TRY IT: Your task is to copy the lines of the data below from the line holding "PR #3293, opened 2022-04-02" through the line holding "that fix :)", inclusive, exactly and with nothing added.
_ _ _
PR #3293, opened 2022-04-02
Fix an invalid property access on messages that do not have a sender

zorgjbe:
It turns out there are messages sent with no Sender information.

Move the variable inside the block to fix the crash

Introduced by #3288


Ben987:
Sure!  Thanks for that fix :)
_ _ _
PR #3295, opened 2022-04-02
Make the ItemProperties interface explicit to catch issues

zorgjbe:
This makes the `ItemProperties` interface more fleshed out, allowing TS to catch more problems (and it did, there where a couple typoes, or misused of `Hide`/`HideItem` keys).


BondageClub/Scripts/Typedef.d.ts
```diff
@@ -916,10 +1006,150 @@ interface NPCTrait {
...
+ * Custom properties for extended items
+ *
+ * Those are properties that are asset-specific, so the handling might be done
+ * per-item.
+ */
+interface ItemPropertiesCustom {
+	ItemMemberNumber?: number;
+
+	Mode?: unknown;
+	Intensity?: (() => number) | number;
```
_ _ _
EXPECTED ANSWER:
PR #3293, opened 2022-04-02
Fix an invalid property access on messages that do not have a sender

zorgjbe:
It turns out there are messages sent with no Sender information.

Move the variable inside the block to fix the crash

Introduced by #3288


Ben987:
Sure!  Thanks for that fix :)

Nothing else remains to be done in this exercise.